▶ **THE TASK**: The data below should be copied over with complete accuracy.

[Stored items]
+---+

PR #1093, opened 2024-03-21
First draft of new eea adapter

caparker:
Not ready to be pulled into main but I wanted us to review it. 
Here is a list of things done in the branch
* New eea adapter with notes - missing docstrings I know :) 
* Added some parsing util functions (parseTimestamp, parseCoordinates)
* Added more return formats to the request
* Added a very early draft of a style guide. Also working on updating the dummy.js adapter (which we will rename)
* Updated the measurement schema, the eea data does not have a timezone in it. Plus we do not need it, timezone will come from coordinates.

@majesticio Please take a look and make sure everything in here is clear

### DIFF
--- a/src/adapters/README.md
+++ b/src/adapters/README.md
@@ -1,0 +1,33 @@
+# Adapter writing guidelines
+These are guidelines that should be followed whenever possible. If a specific one cannot be followed please document the reason in the code.
+
+## Purpose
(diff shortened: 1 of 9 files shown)


caparker:
Ok. Now we just need to make this adapter go back an hour or two and then do something about the source_names. Right now we are using `EEA xxxx` as the source name and we dont have that available in these data.

russbiggs:
Moving forward all EEA data should just be a single source. I've never liked the "EEA Italy" "EEA Belgium" since these are all just coming from a single source, EEA

Issue #1095, opened 2024-03-22
Ust-ist adapter failing


caparker:
@majesticio  could you look into this? I pinpointed the error and added comments inline so it should be easy to fix. 

Here is the branch
https://github.com/openaq/openaq-fetch/tree/adapter-fix/ust-ist

majesticio:
currently the data URL is returning
```
{
"status": "error",
"message": "no data"
}
```
so this adapter requires investigation

PR #1096, opened 2024-03-22
Adapter fix/ust ist

majesticio:
This adapter data URL `https://api.ust.is/aq/a/getLatest` does not appear to return data anymore. This has been replaced with `https://api.ust.is/aq/a/getDate/date/${yesterday}`. The URL seem to only work up till the day before the current date unfortunately but does return measurements. Endpoints can be investigated at`https://api.ust.is/aq/a`.

It has also been updated to over-fetch measurements to help with coverage.

### DIFF
--- a/cdk/stack.ts
+++ b/cdk/stack.ts
@@ -72,7 +72,7 @@ export class RealtimeFetcherStack extends cdk.Stack {
         description: `Fetcher for ${id}`,
         code: lambda.Code.fromAsset('../src'),
         handler: 'fetch.handler',
-        memorySize: 1024,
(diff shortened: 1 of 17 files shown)


majesticio:
closes #1095

caparker (approved):
Looks good. I removed a log line from the top of the file where you were logging out the value of yesterday. If that is something you wanted to leave in there then just add more to the log, like
```
log.debug('Showing value of yesterday', yesterday) 
```
Or something along those lines. Otherwise I will assume it was just for dev purposes and you meant to remove it.

PR #1097, opened 2024-03-27
Refactor au_vic.js and update source status in au.json

majesticio:
This adapter is rate limited by the source, takes ~30 seconds to run.

### DIFF
--- a/src/adapters/au_vic.js
+++ b/src/adapters/au_vic.js
@@ -1,15 +1,13 @@
 'use strict';
 
-import { REQUEST_TIMEOUT } from '../lib/constants.js';
-import { unifyMeasurementUnits } from '../lib/utils.js';
-
-import got from 'got';
 import _ from 'lodash';
 import { DateTime } from 'luxon';
-import parallelLimit from 'async/parallelLimit.js';
 import Bottleneck from 'bottleneck';
 
-const request = got.extend({ timeout: { request: REQUEST_TIMEOUT } });
+import { unifyMeasurementUnits } from '../lib/utils.js';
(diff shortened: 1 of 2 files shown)


caparker (changes requested):
It works but it could be cleaned/refactored

Lets follow the following rules:
* Keep things simple and readable
* declare global variables first and then functions
* fetchData should return the cb - I know that technically it is because you are passing it to formatData but refer to the first bullet, keep it simple. 
* formatData should only do one thing, take data and reshape it. Ideally I would like to see that formatData takes one row of data and reshapes that one row. And we dont need to use `unifyMeasurementUnits` that is done later in the `measurement.js` file
* Proofread your code once its done and passing all tests. Make sure that its not confusing, you have not left random `log.debug` lines.

majesticio:
Requested changes have been made for better readability and cleaner logging

caparker (changes requested):
Much better, but still some work to do. 

* Lets remove all use of lodash - we dont need it and deepclone is pretty heavy to use in this way.
* lets not be fetchingmeasurements in the formatdata function. It feels awkward.  How about we add something like fetchStationMeasurements, pass the stations to that and then loop and call fetchMeasurements
* Then you could loop through that response and for each measurement pass the measurement and station info to the formatData method. That way you dont need to use deepclone to prevent you from mutating an object all the time
* And if you still end up with nested arrays for some reason use [].flat() which is native.

caparker (approved):
Looks good. Most sites are not providing much data but there is nothing we can do about that. Seems like most sites only supply `particles`

PR #1098, opened 2024-03-28
Peru OEFA

majesticio:
Improved logging, and larger fetch window to improve coverage


caparker (approved):
Looks good. Once we have some hourly measurements we should go back and compare the data to the data on their map. Im just skeptical of those timestamps.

+---+

▶ **SOLUTION**:
PR #1093, opened 2024-03-21
First draft of new eea adapter

caparker:
Not ready to be pulled into main but I wanted us to review it. 
Here is a list of things done in the branch
* New eea adapter with notes - missing docstrings I know :) 
* Added some parsing util functions (parseTimestamp, parseCoordinates)
* Added more return formats to the request
* Added a very early draft of a style guide. Also working on updating the dummy.js adapter (which we will rename)
* Updated the measurement schema, the eea data does not have a timezone in it. Plus we do not need it, timezone will come from coordinates.

@majesticio Please take a look and make sure everything in here is clear

### DIFF
--- a/src/adapters/README.md
+++ b/src/adapters/README.md
@@ -1,0 +1,33 @@
+# Adapter writing guidelines
+These are guidelines that should be followed whenever possible. If a specific one cannot be followed please document the reason in the code.
+
+## Purpose
(diff shortened: 1 of 9 files shown)


caparker:
Ok. Now we just need to make this adapter go back an hour or two and then do something about the source_names. Right now we are using `EEA xxxx` as the source name and we dont have that available in these data.

russbiggs:
Moving forward all EEA data should just be a single source. I've never liked the "EEA Italy" "EEA Belgium" since these are all just coming from a single source, EEA

Issue #1095, opened 2024-03-22
Ust-ist adapter failing


caparker:
@majesticio  could you look into this? I pinpointed the error and added comments inline so it should be easy to fix. 

Here is the branch
https://github.com/openaq/openaq-fetch/tree/adapter-fix/ust-ist

majesticio:
currently the data URL is returning
```
{
"status": "error",
"message": "no data"
}
```
so this adapter requires investigation

PR #1096, opened 2024-03-22
Adapter fix/ust ist

majesticio:
This adapter data URL `https://api.ust.is/aq/a/getLatest` does not appear to return data anymore. This has been replaced with `https://api.ust.is/aq/a/getDate/date/${yesterday}`. The URL seem to only work up till the day before the current date unfortunately but does return measurements. Endpoints can be investigated at`https://api.ust.is/aq/a`.

It has also been updated to over-fetch measurements to help with coverage.

### DIFF
--- a/cdk/stack.ts
+++ b/cdk/stack.ts
@@ -72,7 +72,7 @@ export class RealtimeFetcherStack extends cdk.Stack {
         description: `Fetcher for ${id}`,
         code: lambda.Code.fromAsset('../src'),
         handler: 'fetch.handler',
-        memorySize: 1024,
(diff shortened: 1 of 17 files shown)


majesticio:
closes #1095

caparker (approved):
Looks good. I removed a log line from the top of the file where you were logging out the value of yesterday. If that is something you wanted to leave in there then just add more to the log, like
```
log.debug('Showing value of yesterday', yesterday) 
```
Or something along those lines. Otherwise I will assume it was just for dev purposes and you meant to remove it.

PR #1097, opened 2024-03-27
Refactor au_vic.js and update source status in au.json

majesticio:
This adapter is rate limited by the source, takes ~30 seconds to run.

### DIFF
--- a/src/adapters/au_vic.js
+++ b/src/adapters/au_vic.js
@@ -1,15 +1,13 @@
 'use strict';
 
-import { REQUEST_TIMEOUT } from '../lib/constants.js';
-import { unifyMeasurementUnits } from '../lib/utils.js';
-
-import got from 'got';
 import _ from 'lodash';
 import { DateTime } from 'luxon';
-import parallelLimit from 'async/parallelLimit.js';
 import Bottleneck from 'bottleneck';
 
-const request = got.extend({ timeout: { request: REQUEST_TIMEOUT } });
+import { unifyMeasurementUnits } from '../lib/utils.js';
(diff shortened: 1 of 2 files shown)


caparker (changes requested):
It works but it could be cleaned/refactored

Lets follow the following rules:
* Keep things simple and readable
* declare global variables first and then functions
* fetchData should return the cb - I know that technically it is because you are passing it to formatData but refer to the first bullet, keep it simple. 
* formatData should only do one thing, take data and reshape it. Ideally I would like to see that formatData takes one row of data and reshapes that one row. And we dont need to use `unifyMeasurementUnits` that is done later in the `measurement.js` file
* Proofread your code once its done and passing all tests. Make sure that its not confusing, you have not left random `log.debug` lines.

majesticio:
Requested changes have been made for better readability and cleaner logging

caparker (changes requested):
Much better, but still some work to do. 

* Lets remove all use of lodash - we dont need it and deepclone is pretty heavy to use in this way.
* lets not be fetchingmeasurements in the formatdata function. It feels awkward.  How about we add something like fetchStationMeasurements, pass the stations to that and then loop and call fetchMeasurements
* Then you could loop through that response and for each measurement pass the measurement and station info to the formatData method. That way you dont need to use deepclone to prevent you from mutating an object all the time
* And if you still end up with nested arrays for some reason use [].flat() which is native.

caparker (approved):
Looks good. Most sites are not providing much data but there is nothing we can do about that. Seems like most sites only supply `particles`

PR #1098, opened 2024-03-28
Peru OEFA

majesticio:
Improved logging, and larger fetch window to improve coverage


caparker (approved):
Looks good. Once we have some hourly measurements we should go back and compare the data to the data on their map. Im just skeptical of those timestamps.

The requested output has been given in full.